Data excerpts
=== Begin Enclosure ===
PR #317, opened 2021-04-06
ykpack tidy

ltratt:
This is a mostly-shallow tidy-up of ykpack::types, mostly adding constructors, and adding methods instead of having code access attribute directly. The main aim here is to make it a bit easier to change internal representations in the future. https://github.com/softdevteam/yk/commit/b95a75b614cc720033f497c4de721c3a2a5dbfe4 is a little example of how this can help.

This PR raises one interesting possibility: at the moment `CguHash` is a `u64`. If we convert that to a `u32`, it leads to a saving of 5-10% in the size of the serialised output from ykpack across a `yk` build. That does raise a few more issues than I want to think about in this PR, however.

Note that merging should happen via https://github.com/softdevteam/ykrustc/pull/179.

### DIFF
--- a/untraced/ykcompile/src/stack_builder.rs
+++ b/untraced/ykcompile/src/stack_builder.rs
@@ -13,26 +13,26 @@ use std::convert::{TryFrom, TryInto};
 #[derive(Default, Debug)]
 pub(super) struct StackBuilder {
     /// Keeps track of how many bytes have been allocated.
-    stack_top: u64,
+    stack_top: usize,
 }
 
 impl StackBuilder {
     /// Allocate an object of given size and alignment on the stack, returning a `Location::Mem`
     /// describing the position of the allocation. The stack is assumed to grow down.
-    pub(super) fn alloc(&mut self, size: u64, align: u64) -> Location {
+    pub(super) fn alloc(&mut self, size: usize, align: usize) -> Location {
         self.align(align);
         self.stack_top += size;
         Location::new_mem(RBP.code(), -i32::try_from(self.stack_top).unwrap())
     }
 
     /// Aligns `offset` to `align` bytes.
-    fn align(&mut self, align: u64) {
+    fn align(&mut self, align: usize) {
         let mask = align - 1;
         self.stack_top = (self.stack_top + mask) & !mask
     }
 
     /// Total allocated stack size in bytes.
-    pub(super) fn size(&self) -> u32 {
+    pub(super) fn size(&self) -> usize {
         self.stack_top.try_into().unwrap()
     }
 }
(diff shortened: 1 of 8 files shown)


untraced/ykcompile/src/stack_builder.rs
```diff
@@ -13,26 +13,26 @@ use std::convert::{TryFrom, TryInto};
 #[derive(Default, Debug)]
 pub(super) struct StackBuilder {
     /// Keeps track of how many bytes have been allocated.
-    stack_top: u64,
+    stack_top: usize,
```
vext01, line 16: I'm surprised this works without additional `try_from` changes elsewhere. I thought there was some DWARF-related nonsense, but maybe we evolved that out already..

ltratt: I was pleasantly surprised too!

untraced/ykpack/src/types.rs
```diff
@@ -136,6 +124,30 @@ impl Ty {
     }
 }
 
+#[cfg(target_pointer_width = "64")]
+impl Ty {
+    // Pack size & align into 64 bits (48 bits for size, 16 bits for align).
```
vext01, line 129: I agree that this is good for performance, but it'd be irresponsible of me to not ask: how future proof is the 48-bit address space model?

ltratt: It's not an address: it's a size. If you manage to make a static type which exceeds 48 bits (~131072GiB) in size, I will be very impressed. More to the point, you'll get a compile-time error as ykpack will refuse to encode it, so there isn't a correctness issue (though there is a usability issue).

vext01: As long as we are not going to become the next "no-one will need more than 640KB of RAM" :)

It should be easily changed later I hope anyway.

ltratt: I think we're a little way off from machines that can have 48 bits worth of RAM in, and we'll probably have some advanced notice of that fact :) Fortunately we can change the representation transparently: that's the beauty of using methods not attributes :)

untraced/ykpack/src/build.rs
```diff
@@ -104,13 +98,13 @@ impl SirBuilder {
     /// Appends a statement to the specified basic block.
     pub fn push_stmt(&mut self, bb: BasicBlockIndex, stmt: Statement) {
         self.func.blocks[usize::try_from(bb).unwrap()]
-            .stmts
+            .mut_stmts()
```
vext01, line 101: Would `stmts_mut()` be more idiomatic? E.g. `null_mut()`.

vext01:
I can't really argue with this. Just one comment remains.

untraced/ykpack/src/build.rs
ltratt: Good point. Fixed in https://github.com/softdevteam/yk/pull/317/commits/23f0d81fbc410d9828411328b66e64002acb226b.

ltratt:
If you're OK with that change, I think we're ready to squash.

vext01:
Please squasharoo.

ltratt:
Squashed.

ltratt:
bors r-

You need to do this in the ykrustc accompanying PR I think?

ltratt:
I think this is ready for merging now the ykrustc PR has merged.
=== End Enclosure ===
- [WHAT IS EXPECTED] Nothing but an exact repetition of the entries is expected here.

- [FINAL ANSWER]
PR #317, opened 2021-04-06
ykpack tidy

ltratt:
This is a mostly-shallow tidy-up of ykpack::types, mostly adding constructors, and adding methods instead of having code access attribute directly. The main aim here is to make it a bit easier to change internal representations in the future. https://github.com/softdevteam/yk/commit/b95a75b614cc720033f497c4de721c3a2a5dbfe4 is a little example of how this can help.

This PR raises one interesting possibility: at the moment `CguHash` is a `u64`. If we convert that to a `u32`, it leads to a saving of 5-10% in the size of the serialised output from ykpack across a `yk` build. That does raise a few more issues than I want to think about in this PR, however.

Note that merging should happen via https://github.com/softdevteam/ykrustc/pull/179.

### DIFF
--- a/untraced/ykcompile/src/stack_builder.rs
+++ b/untraced/ykcompile/src/stack_builder.rs
@@ -13,26 +13,26 @@ use std::convert::{TryFrom, TryInto};
 #[derive(Default, Debug)]
 pub(super) struct StackBuilder {
     /// Keeps track of how many bytes have been allocated.
-    stack_top: u64,
+    stack_top: usize,
 }
 
 impl StackBuilder {
     /// Allocate an object of given size and alignment on the stack, returning a `Location::Mem`
     /// describing the position of the allocation. The stack is assumed to grow down.
-    pub(super) fn alloc(&mut self, size: u64, align: u64) -> Location {
+    pub(super) fn alloc(&mut self, size: usize, align: usize) -> Location {
         self.align(align);
         self.stack_top += size;
         Location::new_mem(RBP.code(), -i32::try_from(self.stack_top).unwrap())
     }
 
     /// Aligns `offset` to `align` bytes.
-    fn align(&mut self, align: u64) {
+    fn align(&mut self, align: usize) {
         let mask = align - 1;
         self.stack_top = (self.stack_top + mask) & !mask
     }
 
     /// Total allocated stack size in bytes.
-    pub(super) fn size(&self) -> u32 {
+    pub(super) fn size(&self) -> usize {
         self.stack_top.try_into().unwrap()
     }
 }
(diff shortened: 1 of 8 files shown)


untraced/ykcompile/src/stack_builder.rs
```diff
@@ -13,26 +13,26 @@ use std::convert::{TryFrom, TryInto};
 #[derive(Default, Debug)]
 pub(super) struct StackBuilder {
     /// Keeps track of how many bytes have been allocated.
-    stack_top: u64,
+    stack_top: usize,
```
vext01, line 16: I'm surprised this works without additional `try_from` changes elsewhere. I thought there was some DWARF-related nonsense, but maybe we evolved that out already..

ltratt: I was pleasantly surprised too!

untraced/ykpack/src/types.rs
```diff
@@ -136,6 +124,30 @@ impl Ty {
     }
 }
 
+#[cfg(target_pointer_width = "64")]
+impl Ty {
+    // Pack size & align into 64 bits (48 bits for size, 16 bits for align).
```
vext01, line 129: I agree that this is good for performance, but it'd be irresponsible of me to not ask: how future proof is the 48-bit address space model?

ltratt: It's not an address: it's a size. If you manage to make a static type which exceeds 48 bits (~131072GiB) in size, I will be very impressed. More to the point, you'll get a compile-time error as ykpack will refuse to encode it, so there isn't a correctness issue (though there is a usability issue).

vext01: As long as we are not going to become the next "no-one will need more than 640KB of RAM" :)

It should be easily changed later I hope anyway.

ltratt: I think we're a little way off from machines that can have 48 bits worth of RAM in, and we'll probably have some advanced notice of that fact :) Fortunately we can change the representation transparently: that's the beauty of using methods not attributes :)

untraced/ykpack/src/build.rs
```diff
@@ -104,13 +98,13 @@ impl SirBuilder {
     /// Appends a statement to the specified basic block.
     pub fn push_stmt(&mut self, bb: BasicBlockIndex, stmt: Statement) {
         self.func.blocks[usize::try_from(bb).unwrap()]
-            .stmts
+            .mut_stmts()
```
vext01, line 101: Would `stmts_mut()` be more idiomatic? E.g. `null_mut()`.

vext01:
I can't really argue with this. Just one comment remains.

untraced/ykpack/src/build.rs
ltratt: Good point. Fixed in https://github.com/softdevteam/yk/pull/317/commits/23f0d81fbc410d9828411328b66e64002acb226b.

ltratt:
If you're OK with that change, I think we're ready to squash.

vext01:
Please squasharoo.

ltratt:
Squashed.

ltratt:
bors r-

You need to do this in the ykrustc accompanying PR I think?

ltratt:
I think this is ready for merging now the ykrustc PR has merged.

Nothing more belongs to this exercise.